• SUPPLIED MATERIAL:
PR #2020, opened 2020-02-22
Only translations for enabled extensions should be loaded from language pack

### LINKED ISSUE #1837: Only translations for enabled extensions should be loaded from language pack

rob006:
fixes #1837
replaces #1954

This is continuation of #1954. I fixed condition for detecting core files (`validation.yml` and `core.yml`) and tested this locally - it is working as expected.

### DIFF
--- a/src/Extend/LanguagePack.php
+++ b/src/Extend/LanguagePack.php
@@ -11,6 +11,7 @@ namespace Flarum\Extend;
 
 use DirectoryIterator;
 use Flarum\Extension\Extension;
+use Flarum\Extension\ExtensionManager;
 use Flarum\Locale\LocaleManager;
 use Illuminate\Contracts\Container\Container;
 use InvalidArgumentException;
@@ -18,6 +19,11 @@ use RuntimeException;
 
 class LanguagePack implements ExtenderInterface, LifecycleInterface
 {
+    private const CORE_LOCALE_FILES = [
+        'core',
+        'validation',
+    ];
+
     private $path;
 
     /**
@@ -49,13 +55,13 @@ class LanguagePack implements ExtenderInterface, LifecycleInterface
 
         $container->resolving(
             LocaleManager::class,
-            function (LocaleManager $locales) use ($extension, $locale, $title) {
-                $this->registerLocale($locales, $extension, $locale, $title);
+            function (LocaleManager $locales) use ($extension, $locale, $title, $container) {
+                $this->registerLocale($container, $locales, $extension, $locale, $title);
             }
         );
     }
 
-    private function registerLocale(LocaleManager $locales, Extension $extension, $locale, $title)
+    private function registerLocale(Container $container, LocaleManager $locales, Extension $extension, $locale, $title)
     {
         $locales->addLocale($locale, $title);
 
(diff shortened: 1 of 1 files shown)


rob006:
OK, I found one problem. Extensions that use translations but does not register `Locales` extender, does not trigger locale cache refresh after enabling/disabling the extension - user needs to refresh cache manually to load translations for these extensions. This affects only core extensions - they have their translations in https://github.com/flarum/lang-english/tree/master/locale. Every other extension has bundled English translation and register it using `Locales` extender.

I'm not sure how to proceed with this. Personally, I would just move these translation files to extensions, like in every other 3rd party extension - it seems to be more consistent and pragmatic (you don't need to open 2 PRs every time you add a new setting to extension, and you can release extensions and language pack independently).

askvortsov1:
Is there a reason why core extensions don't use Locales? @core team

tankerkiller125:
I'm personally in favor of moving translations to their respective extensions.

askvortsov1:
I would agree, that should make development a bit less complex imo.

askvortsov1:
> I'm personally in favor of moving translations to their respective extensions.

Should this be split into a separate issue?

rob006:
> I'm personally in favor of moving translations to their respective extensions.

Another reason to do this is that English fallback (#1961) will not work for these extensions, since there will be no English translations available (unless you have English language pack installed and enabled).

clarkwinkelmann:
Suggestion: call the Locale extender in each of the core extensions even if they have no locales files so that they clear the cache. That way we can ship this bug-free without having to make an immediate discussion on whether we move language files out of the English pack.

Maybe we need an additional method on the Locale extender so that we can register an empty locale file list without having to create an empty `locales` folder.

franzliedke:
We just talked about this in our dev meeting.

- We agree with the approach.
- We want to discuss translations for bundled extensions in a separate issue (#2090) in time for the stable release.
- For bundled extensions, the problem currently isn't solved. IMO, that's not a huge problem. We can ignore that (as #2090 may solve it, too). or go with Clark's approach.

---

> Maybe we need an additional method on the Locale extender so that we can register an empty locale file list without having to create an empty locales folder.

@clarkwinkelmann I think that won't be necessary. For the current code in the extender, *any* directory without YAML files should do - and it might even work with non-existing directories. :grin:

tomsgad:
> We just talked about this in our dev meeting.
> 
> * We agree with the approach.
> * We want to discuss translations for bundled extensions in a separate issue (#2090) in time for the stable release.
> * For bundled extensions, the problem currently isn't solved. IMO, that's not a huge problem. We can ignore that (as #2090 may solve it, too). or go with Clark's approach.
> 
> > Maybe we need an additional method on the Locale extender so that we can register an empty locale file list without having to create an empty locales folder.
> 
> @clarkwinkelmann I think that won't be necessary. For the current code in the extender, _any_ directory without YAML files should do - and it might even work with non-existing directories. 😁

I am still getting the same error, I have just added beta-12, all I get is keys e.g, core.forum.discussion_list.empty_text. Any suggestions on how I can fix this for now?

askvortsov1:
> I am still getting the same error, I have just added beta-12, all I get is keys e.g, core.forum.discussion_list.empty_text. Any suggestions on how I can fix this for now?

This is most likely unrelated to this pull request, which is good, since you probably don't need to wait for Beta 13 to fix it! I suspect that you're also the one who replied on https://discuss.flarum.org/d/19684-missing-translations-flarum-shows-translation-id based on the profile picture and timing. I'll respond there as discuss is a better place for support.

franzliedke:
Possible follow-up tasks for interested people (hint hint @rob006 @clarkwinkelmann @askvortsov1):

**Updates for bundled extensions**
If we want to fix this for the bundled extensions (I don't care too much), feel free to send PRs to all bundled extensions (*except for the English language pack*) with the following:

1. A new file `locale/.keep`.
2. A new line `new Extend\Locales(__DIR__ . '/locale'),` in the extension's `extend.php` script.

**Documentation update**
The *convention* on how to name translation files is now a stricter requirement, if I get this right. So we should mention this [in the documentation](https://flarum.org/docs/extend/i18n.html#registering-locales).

• EXERCISE GOAL:
Show every line of the listing that includes the word "YAML".

• RESULT FOR THIS EXERCISE:
@clarkwinkelmann I think that won't be necessary. For the current code in the extender, *any* directory without YAML files should do - and it might even work with non-existing directories. :grin:
> @clarkwinkelmann I think that won't be necessary. For the current code in the extender, _any_ directory without YAML files should do - and it might even work with non-existing directories. 😁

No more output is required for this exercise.